With the probes on Hot and Ground contacts the voltage was showing as a minimal 0.3 Volts.

This is wrong! THIS CANNOT BE THE CASE unless the ground is is broken.

It does however look exactly like what would happen when you measure between the NEUTRAL and the GROUND.

So either your NEUTRAL and your HOT are reversed or the ground is NOT actually a ground but a floating piece of wire.

Next:
But when the probe was connected to the Hot and the second probe was held to a floating piece of 500kcmil cable, the meter read 30 Volts.

Here you are looking at the what a capacitively connected piece of cable's voltage relationship is between your HOT and a floating piece of metal. It can be all over the place.

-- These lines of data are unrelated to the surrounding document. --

PR #1664, opened 2017-11-09
Add testing guideline for naming test files and adding comments

soareschen:
I can add more about other aspects of testing later on. These are the two draft test guidelines that I come out with while still at TPAC.

We might also want to consider whether to put the main guidelines in webrtc-pc or web-platform-tests. There may be other contributors who work on web-platform-tests but not webrtc-pc. So it might be better off to put the guidelines in WPT and link to it from webrtc-pc.

### DIFF
--- a/TESTING.md
+++ b/TESTING.md
@@ -11,3 +11,40 @@ https://wpt.fyi/webrtc/RTCCertificate.html
 
 Thorough example that tests the difference between undefined and null in dictionaries.  
 https://wpt.fyi/webrtc/RTCDataChannelEvent-constructor.html
+
+## Naming Guidelines
+
+Update to WebIDL definitions in the spec must also update the IDL test file at [/interfaces/webrtc-pc.idl](https://github.com/w3c/web-platform-tests/blob/master/interfaces/webrtc-pc.idl).
+A [helper script](http://web-platform-tests.org/writing-tests/idlharness.html)
+can be pasted in the console to generate IDL code from the spec HTML. Note that
+partial dictionary definition is not supported in idlharness.js, so some manual
+editing is required to merge them as one dictionary definition.
+
+In general, a test case written for a class _RTCClass_ on a method _rtcMethod_
+should be added to a file named _RTCClass_-_rtcMethod\[-custom-postfix\]_\[.https].html.
+The `.https` extension is _required_ for tests calling `getUserMedia()`.
+
+When a test file contain too many test cases, they may be split into multiple
+files with different postfixes, e.g. RTCPeerConnection-setLocalDescription-offer.html
+
+Sometimes the test files are named based on the argument dictionary name and the
+tested field, e.g. RTCConfiguration-iceServers.html.
+
+A helper JavaScript file may be added to share helper functions across multiple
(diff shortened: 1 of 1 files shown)


alvestrand:
@fippo can you review this?
If you know of guidelines that cover parts of this that we should link to, please tell!

fippo:
philip(p) confusion. Paging @foolip

stefhak:
@foolip could you take a look?

foolip:
It is really up to the people doing most of the work here to decide what amount of metadata and structure is useful. If I were to recommend anything, it would be to err on the side of less metadata to update, to optimize for ease of adding new tests.

Given the permission given to not bother with metadata in new tests or when updating tests, unless someone is continuously going to update the metadata, then it will get out of sync. As soon as that begins to happen, I think it might be better to delete the metadata.

soareschen:
@foolip yes agree we can remove a number of metadata from the individual test files, in particular the todo list. I think some coverage accounting is still essential until we reach 100% coverage. Some considerations are how essential are such metadata to others, and where should we put the metadata. Do we put them in web-platform-tests (w3c/web-platform-tests#8051)? or as unofficial forks (https://rwaldron.github.io/webrtc-pc/)? or in webrtc-pc?

foolip:
@soareschen, all the attempts to determine coverage from test-to-spec linkage so far don't seem very successful. Linking to just sections isn't granular enough. If you search for "data-tested-assertations" you can see such an attempt dating back to https://github.com/w3c/web-platform-tests/commit/6bb53056b2b9127bec0ddc5995d094421f0dc0a3. It's brittle approach, and I can only assume it's bitrotted.

The approach in https://github.com/tabatkins/bikeshed/issues/1116 is more promising to me, and should allow for views similar to https://rwaldron.github.io/webrtc-pc/. But that will be a Bikeshed feature, and WebRTC uses ReSpec. AFAICT, the least amount of work at this point would be to keep https://rwaldron.github.io/webrtc-pc/ up to date manually, by noting which wpt commit it's in sync with, and going through the changes since then for each update.

soareschen:
Updating the coverage can be pretty tedious. If not done incrementally, it could take a whole week to track changes to new editor's draft. I guess that means the best approach is to pull out the metadata and put them in unofficial forks. If the fork gets bitrotten, it is simply forgotten and affect neither web-platform-tests nor webrtc-pc.

TESTING.md
```diff
@@ -11,3 +11,40 @@ https://wpt.fyi/webrtc/RTCCertificate.html
...
+become widely available for WPT) Helper files should have as little dependency
+to other helper files, as script tags are not good for dependency management.
+
+## Comments
+
+The current tests have detailed comments referencing sections of the spec that
+is being tested. New tests may be written with minimal or no comments up to the
+author's preference. If a test case is testing specific steps in a spec, it is
+recommended to leave at least one line of comment referencing the spec to help
+readers quickly understand the objective of the test.
```
adam-be: How does this relate to the "help link" that should point to the tested section in the spec?

adam-be: Mention about "help link": https://github.com/w3c/web-platform-tests/pull/8450#discussion_r153404434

Generally measuring from HOT to some random insulated piece of metal is pointless and confusing because your reference is a voltage potential. More logical is measuring between GROUND and floating metal. That then shows you how much capacitive coupling your floating metal has to the electrical fields that are nearby.

Seems like your demos were poorly conceived and/or the wiring is faulty. The express train to confusion! :)

Unless you want to go into a side discussion of capacitive coupling and stray fields, using a modern DMM for a demonstration to noobs is a bad idea. Get out any old swinging needle volt meter and use it. You would not then see these little differences like the 0.3V or the 30V you mentioned at all and confusion would not rear its head. The meter itself would consume these two voltages just by their loading.

As for the shocks: air rushing past isolated metal will often deposit charge on it just like a Van de Gaff generator. If, say, the metal nozzle of the dryer was electrically isolated from the grounded metal body of the dryer it could certainly be charged up and occasionally discharge into a victim this static shock. So it would be a good idea to check from the HOT to the metal contact points on the dryer. This should give a ~120V reading. If not, that is likely your problem.



Keith Cress
kcress -
 
The test would be if he can be repeatedly shocked within a short time frames, i.e., touch, wait 1 second, touch again, to distinguish static shocks. If there's AC on the nozzle, a gentle brush with your fingers will often detect a "stickiness" or light tingling; I can't really describe well, but on older, non-grounded appliances, you can often "feel" an AC buzzing when lightly touching metal surfaces.

TTFN

FAQ731-376
 
I think itsmoked is correct. One suggestion is to use one of those voltage detector pens, like the one from fluke. You don´t have to touch the surface you suspect to be energized, just approach the probe of the pen and lights or beep will start.
 
Good morning, (well it is here),

I am told I misspoke in my OP, the 0.3 Volt measurement was in actuality read when the probes were on the Neutral and the equipment ground.

Thank all of you for your astute comments and observations. As always a big help. Kind regards and have a pleasant day.